If they can put their heads together and figure out what they would all like to do that makes things easier. |
Um, okay. Way to muddy the discussion with some random hypothetical. |
It was only an example as to how crazy these better offers could get. A catered graduation party could absolutely cost more (maybe a lot more) than a weekend spent at one of the kids' parents' beach houses. |
This all seems like a good "teaching moment" to me. Sometimes unexpected things happen that are not in line with our expectations. That's life. She'll experience it over and over again. In this case, she scheduled a graduation party and expected her friends would come. Then an unexpected invite to a beach house came up for all of them, your DD included. Of course, she was upset at first. Her graduation is a big deal to her, and she hoped/expected her friends would be there to celebrate. It's disappointing. Upsetting. Frustrating. etc. If I were you, I'd totally validate those feelings! And . . . The real question is what should she do when something like this happens again.
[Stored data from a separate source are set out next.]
PR #1468, opened 2017-11-07
Fix Covfefe interaction with health regen amp from Strength

Trildar:
Turns out the health regen % increase from Strength also applies to negative regen. This combined with changes in health regen during Covfefe's duration (or possibly even without) caused unstable oscillation in the regen amount that Covfefe applies. And turns out Dota doesn't like things applying insanely large numbers of negative health regen.

So this rewrites Covfefe to not use a health regen modifier property. Probably causes health regen to not be smooth in cases, but until Valve actually makes Spirit Vessel's effect accessible from Lua, this is probably the best that can be done.

Side note: This effect seems to stack multiplicatively with Spirit Vessel now. Though that only matters for lvl 1 Covfefe anyway.


chrisinajar:
lol, old covfefe was a piece of shit xD xD xD

PR #1491, opened 2017-11-26
Terrorblade boss fix

Nortlen:
Changed Terrorblade boss to be an ancient, so wraith king cant one shot him.


chrisinajar:
Thanks! It's amazing how long stuff like this can sit in the repo without anyone fixing it....

PR #1494, opened 2017-11-28
Weird lighting in hero select

Zarnotox:
This will fix the weird lighting that is in the heroselection screen right now.


chrisinajar:
Already done in other PR

Issue #1455, opened 2017-11-05
Dagon does not interact with illusions the same as vanilla


Trildar:
Dagon was rewritten in Lua so that it could be given spell amp at the levels above vanilla, but it wasn't written to interact with illusions the same way as vanilla Dagon. Vanilla interaction is apparently to instantly kill illusions, except for if they have Shallow Grave, in which case it just brings the illusion to 1 HP.

l34Um1:
This was recently fixed.

PR #1495, opened 2017-11-28
Make dagon deal 13371337 pure damage to illusions

Zarnotox:
As issued in #1455 
Shallow grave will stop this damage

> Instantly kills illusions, regardless of any status effects, except for Shallow Grave.
> Dota2 wiki

`This commit also contains the lighting bug fix since I forgot to create a new branch for that one.`


Haganeko:
Wouldn't it be cleaner to just kill the illusion?

chrisinajar:
i assume shallow grave wouldn't work?

Haganeko:
Oh. True.

PR #1503, opened 2017-11-30
Add tests for abilities and talents

chrisinajar:


chrisinajar:
There were 2 talents that needed replacing, i based both on existing talent replacements in those exact same slots,
 * Oracle's gold income "15" (??) replaced with special armor 4
 * wyren's gold income "15" (??) replaced with bonus intelligence 12

PR #1514, opened 2017-12-01
Debug overlay from 2nd day of Frostivus

Chronophylos:
### TODO:
add more values


Haganeko:
Why close it? Is the work deprecated?

PR #1515, opened 2017-12-01
Refactor Glaives of Wisdom code

Trildar:
- Make cast range equal attack range
- Add special attack sound
- Removed hacky detection of manual casts
- Added a bunch of checks for things Glaives shouldn't proc on


chrisinajar:
Awesome, thanks! :+1:

PR #1523, opened 2017-12-02
Temporary Covfefe rebalance

Yzanas:


chrisinajar:
Why?

l34Um1:
I disagree with this.

chrisinajar:
Seems like a strict downgrade to me, and balance team agrees.

PR #1525, opened 2017-12-03
Charger New Custom Model

Anyangas:
This Charger custom model was made only for testing. The vmdl file "charger_test.vmdl" contains material, animations, mesh, mesh physics, and hitboxes.


warpdragon:
what happens when you open it in the tools?

Anyangas:
When you open it with the model editor you can see it properly, the mesh and the animations work fine there. I tried changing the "spirit_breaker.vmdl" model from "npc_dota_boss_charger.txt" (I also had to change the scale of the model to 300, in future models this can be fixed easily) and I could see the mesh properly in game. The charger boss functioned perfectly with the new custom models, but the animations weren't working, probably need to change some coding for that. Right now I can't do that, but I wanted to make PR so anyone that wishes to can start working on implementing the new custom animations.

carlosrpg:
Anyangas, your model is too small, you may want to make it a lot bigger. the joints are larger than the model itself.
Regarding animation. they are grouped (anim) but they must be on the root I think.
Also you need to assign Sequences like this:
image
You should aim to get something near that structure.
The Activity is how the lua script know how to call the animation, so it must match the common ones and the abilities.

Anyangas:
Yeah, the model is really small, but if you set ModelScale to 210 in the "npc_dota_boss_charger.txt" file it works fine. I could get the "stunned" animation to work perfectly, but the other ones are really weird, some play really slowly, others  stop at the middle of it. If anyone could get them to work it would be great, I've been trying for like 3 hours and can't get to make all the anims work.

Anyangas:
I fixed the animations and made the model bigger. The only thing not working is the channel animation, but the activity properly attached to the animation. A workflow document has also been added. Here are some images of the model in-game. 

test4

test3

PR #1527, opened 2017-12-03
Make aghs give both talents as it upgrades

chrisinajar:
Also makes it droppable again because that works fine now.


Zarnotox:
YES!

PR #2014, opened 2018-02-21
Update Panorama Typescript declaration files

Trildar:
I wonder if there's some fancy git wizardry that would let this stuff be linked to a fork of the ModDota repo containing these files rather than maintaining it completely decoupled from its source.

### DIFF
--- a/content/panorama/dota.d.ts
+++ b/content/panorama/dota.d.ts
@@ -19,2304 +19,2317 @@ type particleID = number;
 type scheduleID = number;
 
 interface CDOTA_PanoramaScript_GameEvents {
-    /**
-     * Subscribe to a game event
-     */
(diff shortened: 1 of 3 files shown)


chrisinajar:
Yes, yes there is, although the moddota repo is wildly out of date and should be completely ignored.

Lets figure out some scripts to generate this, perhaps it's time i have CI start committing to the repo (this and translations)

Trildar:
Buh? Wildly out of date? Are we talking about the same repo here? Pretty much this entire commit was just updating for parity with the repo. And changing the indentation to 2 spaces since the original ones use 4 spaces.
https://github.com/moddota/api

chrisinajar:
you're right i was thinking dotabbuff

PR #2016, opened 2018-02-22
Sohei models (Warp/Carlos)

warpdragon:
Got some pants using FollowEntity(). Walking animation is bugged for some reason.


Haganeko:
Couldn't reuse the wearables library from Frostivus?

warpdragon:
We're going to need to do that eventually, but i'm tired. Can someone look at that walking animation that'd be so fantastic

warpdragon:
Someone should definitely add the CosmeticLib into our repo. Without this  I am unable to do anything outside of Juggernaut-only cosmetics.

warpdragon:
https://youtu.be/3580gaK6ZK4

Haganeko:
Wouldn't a staff look better than a polearm, especially with an overhead swing?

warpdragon:
meh. i asked baumi and he wanted this. the good news is we can change it to anything we want. it could be a giant lolly

OTAJumperjay:
🤔 could be worth thinking about for an april fools update

l34Um1:
I don't mind a staff. Actually someone suggested something like this and I think it would be cool: http://www.nihonzashi.com/bokken_shinai_pictures/purpleheartwoodtetsubo.jpg

FelPac:
An inspiration Model I have made with blender
https://imgur.com/a/Yldpu

warpdragon:
Sohei is ready to roll!

carlosrpg:
I approve this message!

PR #2020, opened 2018-02-22
nullifier custom icons

imaGecko:
nullifier didn't use custom icons


chrisinajar:
The images already exist?

PR #2025, opened 2018-02-23
hugeass sohei refactor + recode

SquawkyArctangent:
prepare for conflicts

- Refactored basically the entire code, including organizing ability
code into separate files.
- Dash and Guard should no longer be castable when they shouldn't; they
were previously, but they tried to fake not being casted by refunding
cooldown and mana cost, but stuff like Nether Ward and Magic Wand would
still react to them.
- Guard now blocks more than one spell, no longer makes Sohei
unkillable, and Sohei will now properly avoid ranged attack damage
entirely instead of healing it back ( previously ranged attack damage
would stick during Ice Blast / Covfefe due to the method used )
- Modifiers that move units ( Dash, Guard talent knockback, Momentum
knockback ) are now proper motion controllers and thus will interact
properly with other motion controllers.
- Momentum now checks for unpathable terrain instead of just terrain
that's of a different height.
- Momentum attacks will always do both the critical damage and the
knockback, instead of sometimes only performing the knockback in rare
situations.
- Momentum now has cooldown support; it will neither build charges while
on cooldown nor can it proc while on cooldown. This means
trigger_distance can be set to 0 and it'll operate strictly on its
cooldown, while also allowing for its cooldown and trigger_distance to
operate in conjuction.
- Dash now has a "momentum_cd_refund" AbilitySpecial, which will cause
value% of momentum's current cooldown to be immediately refunded when
Dash is cast.
- Flurry of Blows is now a channel.
- New Aghs effect: Adds a new ability, Palm of Life, which uses a Dash
charge to dash directly to an ally at 600 range. If Momentum is ready
upon cast, it is discharged to heal the target for 10% of Sohei's
current health when he reaches them.


warpdragon:
daaaaaaaaaaaaaaaaaaaaaaaaaaaaamn

game/scripts/vscripts/abilities/sohei/sohei_momentum.lua
```diff
@@ -0,0 +1,410 @@
...
+		end
+
+		local spell = self:GetAbility()
+
+		if nonHeroTarget then
+			self:SlowAndStun( parent, caster, spell )
+			self:SlowAndStun( nonHeroTarget, caster, spell )
+			self:Destroy()
+		-- why do these mean two different things
+		elseif not GridNav:IsTraversable( tickOrigin ) or GridNav:IsBlocked( tickOrigin ) then
```
chrisinajar: This made heroes instantly collide with themselves (but creeps don't, only heroes), but i didn't test it with the modifier making them MODIFIER_STATE_NO_UNIT_COLLISION... Definitely worth testing extra, if it doesn't work checking Z diff and IsBlocked should probably work.

game/scripts/vscripts/abilities/sohei/sohei_palm_of_life.lua
```diff
@@ -0,0 +1,233 @@
...
+function sohei_palm_of_life:OnHeroCalculateStatBonus()
+	local caster = self:GetCaster()
+
+	if caster:HasScepter() then
+		self:SetHidden( false )
+		if self:GetLevel() <= 0 then
+			self:SetLevel( 1 )
+		end
+	else
+		self:SetHidden( true )
```
chrisinajar: Shouldn't you also unlevel it? Just in case, also makes it copypastable to a generic baseclass

game/scripts/vscripts/abilities/sohei/sohei_palm_of_life.lua
```diff
@@ -0,0 +1,233 @@
...
+if IsServer() then
+	function sohei_palm_of_life:OnSpellStart()
+		local caster = self:GetCaster()
+		local modifier_charges = caster:FindModifierByName( "modifier_sohei_dash_charges" )
+
+		if modifier_charges and not modifier_charges:IsNull() then
+			-- Perform the dash if there is at least one charge remaining
+			if modifier_charges:GetStackCount() >= 1 then
+				modifier_charges:SetStackCount( modifier_charges:GetStackCount() - 1 )
+			end
```
chrisinajar: else refund mana and return

game/scripts/vscripts/abilities/sohei/sohei_palm_of_life.lua
```diff
@@ -0,0 +1,233 @@
...
+		local modMomentum = caster:FindModifierByName( "modifier_sohei_momentum_passive" )
+		local spellMomentum = caster:FindAbilityByName( "sohei_momentum" )
+
+		if ( modMomentum and modMomentum:IsMomentumReady() ) and ( spellMomentum and spellMomentum:IsCooldownReady() ) then
+			doHeal = 1
+		end
+
+		caster:RemoveModifierByName( "modifier_sohei_palm_of_life_movement" )
+		caster:RemoveModifierByName( "modifier_sohei_dash_movement" )
+		caster:EmitSound( "DOTA_Item.ForceStaff.Activate" )
```
chrisinajar: ForceStaff sound can be removed

game/scripts/vscripts/abilities/sohei/sohei_palm_of_life.lua
```diff
@@ -0,0 +1,233 @@
...
+		parent:SetAbsOrigin( tickOrigin )
+		parent:FaceTowards( targetOrigin )
+
+		GridNav:DestroyTreesAroundPoint( tickOrigin, self.tree_radius, false )
+
+		local distance = parent:GetRangeToUnit( self.target )
+
+		if distance <= self.endDistance then
+			if self.doHeal then
+				-- do the heal
```
chrisinajar: Can you throw a sound event for the heal in there too, and we'll find one to fit it

game/scripts/vscripts/abilities/sohei/sohei_momentum.lua
SquawkyArctangent: Works beautifully from my tests. Might've been also caused by the fact that the modifier wasn't a motion controller, so it caused nonsense in terms of blocking.

game/scripts/vscripts/abilities/sohei/sohei_palm_of_life.lua
SquawkyArctangent: This seems pretty unnecessary, as vanilla Aghs added abilities actually start at level 1 no matter what. This is really more of a quick-and-dirty way of doing it as opposed to just starting the ability already leveled as soon as the hero spawns in.

game/scripts/vscripts/abilities/sohei/sohei_guard.lua
```diff
@@ -0,0 +1,370 @@
...
+		local caster = self:GetCaster()
+		local target = self:GetCursorTarget() or caster
+
+		-- Check if there are enough charges to cast the ability, if the caster is stunned
+
+		if caster:IsStunned() then
+			local modifier_charges = caster:FindModifierByName( "modifier_sohei_dash_charges" )
+
+			if modifier_charges then
+				modifier_charges:SetStackCount( modifier_charges:GetStackCount() - 2 )
```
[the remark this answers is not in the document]
SquawkyArctangent: Like I said in the comments ( scattered though they may be ), OnSpellStart is really much too late to be doing these types checks. Too much stuff has already happened at this point in the logic chain to say no to the ability happening, so imo it's really better to just let the ability fire off if the spell somehow reached this point even if the conditions aren't right to avoid stuff like what happened with the previous Dash talent bug.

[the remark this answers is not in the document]
chrisinajar: Oh i see, i didn't notice the code to put the two abilities on cooldown.

Do you think implementing RefreshCharges on the ability will make refresher work with it? I know it'll make it work with duels and our custom refreshers at least, we call that method...

game/scripts/vscripts/abilities/sohei/sohei_guard.lua
```diff
@@ -0,0 +1,370 @@
...
+		local modifier_charges = caster:FindModifierByName( "modifier_sohei_dash_charges" )
+		local talent = caster:FindAbilityByName( "special_bonus_sohei_guard_allycast" )
+
+		-- unfinished talent stuff
+		if talent and talent:GetLevel() > 0 then
+			behavior = bit.bor( DOTA_ABILITY_BEHAVIOR_UNIT_TARGET, DOTA_ABILITY_BEHAVIOR_IMMEDIATE, DOTA_ABILITY_BEHAVIOR_DONT_CANCEL_CHANNEL )
+		end
+
+		if modifier_charges and modifier_charges:GetStackCount() >= 2 then
+			behavior = bit.bor( behavior, DOTA_ABILITY_BEHAVIOR_IGNORE_PSEUDO_QUEUE )
```
chrisinajar: OOHHHH i was wondering how you got the 2 charges thing to work.... Nice.

game/scripts/vscripts/abilities/sohei/sohei_guard.lua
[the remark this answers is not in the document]
SquawkyArctangent: Looks like it doesn't work with vanilla orb but works with everything else, though the code I set up didn't accommodate for other sources of charge gaining so I'm redoing that part of the code a bit too.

Sounds like her approach this time didn't work out so well. It sounds like she got so stuck in her feelings of disappointment and hurt that she completely missed out on (1) a possible solution that was right in front of her (do both the beach house and the party) and (2) a possible resource to help her figure it out (you -- had she told you in time that she was invited, too, you could have helped her do both). Once she cools off, help her replay things -- her feelings when this all went down and her behavior in response to her feelings. To me, it sounds like her feelings of disappointment were really powerful, and her response was to turn inward (sulk) and lash out at her friends (passive aggressive posts on instagram). Help her notice that, and without judgment help her figure out what happened as a result. Did her behavior make the situation better? (No) Did her behavior help her feel better? (Sounds like another no.) Then help her "replay" the situation and together brainstorm other ways she might have handled it instead -- ways that might have made things better or helped her feel better about an understandably disappointing situation. To be blunt, $hit happens. Of course, we're going to be upset. The trick is to figure out what do when we feel that way. Teenagers are pretty bad at that. But be sure to let her know that adults are, too.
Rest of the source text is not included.